START Exercise inputs

PR #10935, opened 2014-09-16
renaming "url" to "path" in LibraryData and using it in getLibraries

2is10:
Also adding a new `LibraryCommander` method `getLibrariesUserCanKeepTo` that does library access level filtering in the database instead of in memory and avoids loading library invitations unnecessarily.

@ahsu1230

### DIFF
--- a/kifi-backend/modules/shoebox/app/com/keepit/controllers/ext/ExtLibraryController.scala
+++ b/kifi-backend/modules/shoebox/app/com/keepit/controllers/ext/ExtLibraryController.scala
@@ -8,8 +8,7 @@ import com.keepit.common.db.ExternalId
 import com.keepit.common.db.slick.Database
 import com.keepit.common.social.BasicUserRepo
 import com.keepit.heimdal.HeimdalContextBuilderFactory
-import com.keepit.model.{ LibraryMembershipRepo, Keep, KeepSource, Library, LibraryAccess }
-import com.keepit.social.BasicUser
+import com.keepit.model.{ Keep, KeepSource, Library, LibraryAccess, LibraryMembershipRepo }
 import play.api.libs.json._
 
 import scala.util.{ Success, Failure }
@@ -26,12 +25,8 @@ class ExtLibraryController @Inject() (
     extends BrowserExtensionController(actionAuthenticator) with ShoeboxServiceController {
 
   def getLibraries() = JsonAction.authenticated { request =>
-    val basicSelf = BasicUser.fromUser(request.user)
     val datas = libraryCommander.getLibrariesUserCanKeepTo(request.userId) map { lib =>
-      val owner = if (lib.ownerId == request.userId)
-        basicSelf
-      else
-        db.readOnlyMaster { implicit s => basicUserRepo.load(lib.ownerId) }
+      val owner = db.readOnlyMaster { implicit s => basicUserRepo.load(lib.ownerId) }
       LibraryData(
         id = Library.publicId(lib.id.get),
         name = lib.name,
--- a/kifi-backend/modules/shoebox/app/com/keepit/controllers/ext/ExtLibraryController.scala
+++ b/kifi-backend/modules/shoebox/app/com/keepit/controllers/ext/ExtLibraryController.scala
@@ -1,7 +1,7 @@
 package com.keepit.controllers.ext
 
 import com.google.inject.Inject
-import com.keepit.commanders.{ KeepsCommander, RawBookmarkRepresentation, LibraryCommander }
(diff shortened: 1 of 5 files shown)


kifi-backend/modules/shoebox/app/com/keepit/controllers/ext/ExtLibraryController.scala
```diff
@@ -25,18 +26,19 @@ class ExtLibraryController @Inject() (
...
-        "id" -> Library.publicId(lib.id.get).id,
-        "name" -> lib.name,
-        "path" -> Library.formatLibraryPath(owner.username, owner.externalId, lib.slug),
-        "visibility" -> Json.toJson(lib.visibility))
+    val basicSelf = BasicUser.fromUser(request.user)
+    val datas = libraryCommander.getLibrariesUserCanKeepTo(request.userId) map { lib =>
+      val owner = if (lib.ownerId == request.userId)
+        basicSelf
+      else
+        db.readOnlyMaster { implicit s => basicUserRepo.load(lib.ownerId) }
```
2is10: @ahsu1230 @andrewconner Do you like `basicSelf` here? It just seems like a waste to use database code and possibly access memcache or the database when, in the common case (user’s own libraries), you’ve got the `User` you need sitting right there in memory. Does the fact the request has authenticated successfully guarantee that the user will also be in an in-memory cache in `BasicUserRepo`/`UserRepo`? If so, the database code path probably never adds a measurable delay for the user’s own libraries, and there’s no reason to introduce `basicSelf`.

andrewconner: Why not just do `BasicUser.fromUser(request.user)` only in the if-true branch?

andrewconner: To answer your question, if a user is authenticated, it can be fairly safely assumed that they're in the caches.

kifi-backend/modules/shoebox/app/com/keepit/model/LibraryRepo.scala
```diff
@@ -17,7 +17,7 @@ import scala.slick.jdbc.StaticQuery.interpolation
 trait LibraryRepo extends Repo[Library] with SeqNumberFunction[Library] {
   def getByIdAndOwner(libraryId: Id[Library], ownerId: Id[User], excludeState: Option[State[Library]] = Some(LibraryStates.INACTIVE))(implicit session: RSession): Option[Library]
   def getByNameAndUserId(userId: Id[User], name: String, excludeState: Option[State[Library]] = Some(LibraryStates.INACTIVE))(implicit session: RSession): Option[Library]
-  def getByUser(userId: Id[User], excludeState: Option[State[Library]] = Some(LibraryStates.INACTIVE))(implicit session: RSession): Seq[(LibraryAccess, Library)]
+  def getByUser(userId: Id[User], excludeState: Option[State[Library]] = Some(LibraryStates.INACTIVE), excludeAccess: Option[LibraryAccess] = None)(implicit session: RSession): Seq[(LibraryAccess, Library)]
```
ahsu1230, line 20: instead of a single excludeAccess `Option` we could use an excludeSet instead so we can exclude multiple access rights in one call
If no access rights need to be excluded, just pass in an empty Set

2is10, line 20: That’s a good idea. I considered it. I’d prefer to wait until there’s a use for it. I believe queries that use `in` with a variable-length list either can’t be pre-compiled or can’t use a prepared statement—I forget which. It looks like this query is already not pre-compiled for some reason, so it might not matter. I just don’t want to risk making it harder to optimize this query until we have a need for it.

Okay, here’s [a good explanation](http://stackoverflow.com/questions/19926258/are-parameters-of-type-list-or-set-in-slick-query-templates-possible-lifted-ap) of the issues (see the top two answers). You can’t precompile. You can get the benefit of prepared statements if you use `inSetBind`—there’s just a different prepared statement for each set size actually passed.

kifi-backend/modules/shoebox/app/com/keepit/controllers/ext/ExtLibraryController.scala
2is10: Okay, I’ll eliminate the `if` branch entirely.

kifi-backend/modules/shoebox/app/com/keepit/model/LibraryRepo.scala
ahsu1230, line 20: :ok_hand: gotcha, let's wait then

PR #10936, opened 2014-09-16
adding message field to library_invite

ahsu1230:
message is an Option[String] and is a `text` in database

@yipingliao @andrewconner


ahsu1230:
I actually right now have a message per invitee
But I see Asana has an overall message for all invites, changing it...

kifi-backend/modules/shoebox/app/com/keepit/controllers/website/LibraryController.scala
```diff
@@ -188,13 +188,14 @@ class LibraryController @Inject() (
 
         val validInviteList = db.readOnlyMaster { implicit s =>
           invites.map { i =>
+            val message = (i \ "message").asOpt[String]
```
andrewconner: Mind making `""` be a `None` also?

yipingliao:
Thanks! Is there a length limit on this string/what length should the front end limit this string to?

ahsu1230:
http://help.scibit.com/mascon/masconMySQL_Field_Types.html

I think it says a normal `text` can have up to 16k characters should be enough right?

PR #10937, opened 2014-09-16
add public id to the library view

ymatsuda:
Added public id to the admin library view
fyi @andrewconner @ahsu1230


andrewconner:
Looks good.

PR #10939, opened 2014-09-16
refactor digest email queue to use nextWithLock instead of nextBatchWithLock

joshm1:
should be functionally identical to before

@stkem


stkem:
lgtm, but why the change? Throttling?

joshm1:
@stkem yeah. I discussed it with @eishay earlier, we decided even 5 in parallel wasn't necessary (although it actually wasn't 5 this morning, it was using a batch size of 1 by mistake).

PR #10944, opened 2014-09-16
hiding user session model in the shoebox

eishay:
Applying some comments from @2is10 and all.
Note changes with 

``` scala
case class UserSessionExternalId(id: String) extends SurrogateExternalId
```

/cc @andrewconner @leogrim @ymatsuda @raymondng


eishay:
@2is10

kifi-backend/modules/abook/app/com/keepit/common/cache/ABookCacheModule.scala
```diff
@@ -66,7 +68,7 @@ case class ABookCacheModule(cachePluginModules: CachePluginModule*) extends Cach
   @Singleton
   @Provides
   def userSessionExternalIdCache(stats: CacheStatistics, accessLog: AccessLog, innerRepo: InMemoryCachePlugin, outerRepo: FortyTwoCachePlugin) =
```
2is10, line 70: make method name consistent? inconsequential, I realize

kifi-backend/modules/common/app/com/keepit/common/db/ExternalId.scala
```diff
@@ -55,3 +60,51 @@ object ExternalId {
...
+
+  implicit def queryStringBinder(implicit stringBinder: QueryStringBindable[String]) = new QueryStringBindable[T] {
+    override def bind(key: String, params: Map[String, Seq[String]]): Option[Either[String, T]] = {
+      stringBinder.bind(key, params) map {
+        case Right(id) =>
+          asOpt(id) match {
+            case Some(extId) => Right(extId)
+            case None => Left(s"Unable to bind an ExternalId with $id")
+          }
+        case _ => Left("Unable to bind an ExternalId")
```
2is10, line 91: should we change these methods to say `SurrogateExternalId`?

kifi-backend/modules/common/app/com/keepit/common/routes/Router.scala
```diff
@@ -1,7 +1,9 @@
 package com.keepit.common.routes
 
-import com.keepit.common.db.{ SequenceNumber, ExternalId, Id, State }
+import com.keepit.common.db._
```
2is10: :frowning:  I like seeing the types listed.

kifi-backend/modules/common/app/com/keepit/common/routes/Router.scala
```diff
@@ -1,7 +1,9 @@
...
 import com.keepit.model._
+import com.keepit.shoebox.model.Ids
+import Ids.UserSessionExternalId
```
2is10: Since these are going to be imported in a lot of places, it would be nice to choose a code organization that allows for simple one-line, standard-looking imports. Did you consider an `ids` package object?

I’m not going to push hard on this—just a thought.

kifi-backend/modules/common/app/com/keepit/shoebox/model/Ids.scala
```diff
@@ -0,0 +1,12 @@
+package com.keepit.shoebox.model
+
+import com.keepit.common.db.{SurrogateExternalId, SurrogateExternalIdCompanion}
+
+object Ids {
+  case class UserSessionExternalId(id: String) extends SurrogateExternalId
+
+  object UserSessionExternalId extends SurrogateExternalIdCompanion[Ids.UserSessionExternalId] {
+    def create(id: String): Ids.UserSessionExternalId = Ids.UserSessionExternalId(id)
```
2is10: This should work without the `Ids.` qualifiers, no?

kifi-backend/modules/common/app/com/keepit/shoebox/model/Ids.scala
```diff
@@ -0,0 +1,12 @@
...
+  }
```
2is10: Nice work, very little boilerplate per type.

I wonder if we could reduce the companion type declaration to one line. Could we pass the ID type constructor as an argument instead? Something like:

``` scala
object UserSessionExternalIdComp extends SurrogateExternalIdCompanion[UserSessionExternalId](UserSessionExternalId)
```

Instantiating by reflection is another possibility, but would nice to avoid.

2is10:
Minor comments. I’m happy with the approach. Nicely done.

kifi-backend/modules/common/app/com/keepit/common/routes/Router.scala
eishay: I'm with you, my IDE is collapsing imports if there are more then five in the list. Updated the configs to ten, see how it works.

kifi-backend/modules/common/app/com/keepit/common/routes/Router.scala
eishay: yes, I had to use object for the `type` but since we use case classes now we can go back to `package`, will do. Thanks!

kifi-backend/modules/common/app/com/keepit/shoebox/model/Ids.scala
eishay: It did have a problem with it. Getting the wrapper object out of the way made the compiler happy without the `Ids.`

eishay:
@2is10 reduce the `SurrogateExternalIdCompanion` to one-liner, thanks for pushing for it - much cleaner now. thanks for @andrewconner for the `apply` tip

PR #10946, opened 2014-09-16
changing extension response for unkeeping from libraries

ahsu1230:
@2is10 @andrewconner 
Here's some refactoring we discussed earlier. In the commander there's an `unkeepOne` and `unkeepMany` function which wrap around a common private unkeeping function. With this, it's easy for controllers to call the commander functions and be able to parse out errors, or failed/successful unkeeps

END Exercise inputs

Reproduce every line from the preceding data in which the word "these" can be found.

2is10, line 91: should we change these methods to say `SurrogateExternalId`?
2is10: Since these are going to be imported in a lot of places, it would be nice to choose a code organization that allows for simple one-line, standard-looking imports. Did you consider an `ids` package object?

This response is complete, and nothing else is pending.